(Stored items)
PR #1581, opened 2023-10-01
Improve Editor performance with multiple windows open

GoaLitiuM:
This should improve the overall framerate in editor when multiple windows, tooltips or menus are active at once by reducing the rendering framerate of inactive windows to 2fps.

There is some unexpected behavior with these changes however: `Editor.FramesPerSecond` used by the viewport widget does not show the effective framerate of that window anymore because the `RenderTask` might be running at reduced framerate. This however works accurately in games which does not use multiple windows.

### DIFF
--- a/Source/Engine/Platform/Base/WindowBase.cpp
+++ b/Source/Engine/Platform/Base/WindowBase.cpp
@@ -14,6 +14,7 @@
 #include "Engine/Scripting/ManagedCLR/MUtils.h"
 #include "Engine/Scripting/ManagedCLR/MMethod.h"
 #include "Engine/Scripting/ManagedCLR/MClass.h"
+#include "Engine/Engine/Time.h"
 
 #if USE_CSHARP
 // Helper macros for calling C# events
@@ -439,6 +440,9 @@ void WindowBase::OnGotFocus()
         return;
     _focused = true;
 
+    if (RenderTask && _settings.WindowFPSWhenNotFocused > ZeroTolerance)
+        RenderTask->RenderFPS = 0;
+
     GotFocus();
     INVOKE_EVENT_PARAMS_0(OnGotFocus);
 }
@@ -448,6 +452,9 @@ void WindowBase::OnLostFocus()
     if (!_focused)
         return;
     _focused = false;
+
+    if (RenderTask && _settings.WindowFPSWhenNotFocused > ZeroTolerance)
+        RenderTask->RenderFPS = _settings.WindowFPSWhenNotFocused;
 
     LostFocus();
     INVOKE_EVENT_PARAMS_0(OnLostFocus);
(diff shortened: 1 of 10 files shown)


Source/Engine/Platform/Base/WindowBase.cpp
```diff
@@ -439,6 +440,9 @@ void WindowBase::OnGotFocus()
         return;
     _focused = true;
 
+    if (RenderTask && _settings.WindowFPSWhenNotFocused > ZeroTolerance)
```
stefnotch, line 443: Is `_settings.WindowFPSWhenNotFocused` an integer? If so, just writing `_settings.WindowFPSWhenNotFocused > 0` should do the trick.

Source/Engine/Platform/Windows/WindowsWindow.cpp
```diff
@@ -1178,7 +1178,7 @@ LRESULT WindowsWindow::WndProc(UINT msg, WPARAM wParam, LPARAM lParam)
         }
         OnLostFocus();
         break;
-    case WM_ACTIVATEAPP:
+    case WM_ACTIVATE:
```
stefnotch, line 1181: Forgive my absolute noob question, but what's the difference between the two?
WM_ACTIVATE seems to have a 3rd possible value `WA_CLICKACTIVE 2 Activated by a mouse click.`, which should probably also be handled?

NoriteSC:
all is fine but opening any window just makes anny other window laggy including menus (with are windows)
vs hot realod is wirde with it unless lmb is pressed main window laggs
profiler at 2fps is not good

GoaLitiuM:
> all is fine but opening any window just makes anny other window laggy including menus (with are windows)

Menus shouldn't be laggy as they should receive focus when activated, do you have a case which reproduces this because I haven't noticed this issue?

> vs hot realod is wirde with it unless lmb is pressed main window laggs at 2fps is not good

Not sure about this one, the hot reload isn't triggered in background unless one of the windows are activated?

> profiler

For profiler I was thinking of having custom limits in place due to how resource intensive the window is to update every frame. Maybe when inactive, the framerate should be 10-15fps, and when profiling is active, 60fps?

> material instances and changes of propertys

Not sure what this means.

> particle editor

Same as with profiler window, if the particle effects are active then maybe the view shouldn't be throttled.

GoaLitiuM:
Ideally the views should only be updated (rendered + presented) when the displayed content changes, but the GUI doesn't support this type of use-case at the moment.

Arcnor:
> Ideally the views should only be updated (rendered + presented) when the displayed content changes, but the GUI doesn't support this type of use-case at the moment.

Knowing when the content changes is also a lot of work. Things like updating a sprite atlas change the icon displayed on the UI, but only because it's redraw all the time, there is no "content has changed" event anywhere, so having some sort of messaging system might be the previous step to fixing the UI proper, but that's also a lot of work, although might be worth having a discussion about.

GoaLitiuM:
The update rate of inactive windows which could have animated content probably needs to be handled case-by-case:

- Particle System editor (when simulation is active)
- Particle Emitter editor (when simulation is active)
- Material editor (can have animated materials in preview)
- Animation Graph editor (when simulation is active)
- Scene Animation editor (when live preview is active)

_PROBLEM REQUIREMENTS_
In the data above, find the line with "RenderTask->RenderFPS = 0;" and the line with "INVOKE_EVENT_PARAMS_0(OnLostFocus);". Retype both, plus every line between them, exactly.

_SOLVED EXERCISE_
+        RenderTask->RenderFPS = 0;
+
     GotFocus();
     INVOKE_EVENT_PARAMS_0(OnGotFocus);
 }
@@ -448,6 +452,9 @@ void WindowBase::OnLostFocus()
     if (!_focused)
         return;
     _focused = false;
+
+    if (RenderTask && _settings.WindowFPSWhenNotFocused > ZeroTolerance)
+        RenderTask->RenderFPS = _settings.WindowFPSWhenNotFocused;
 
     LostFocus();
     INVOKE_EVENT_PARAMS_0(OnLostFocus);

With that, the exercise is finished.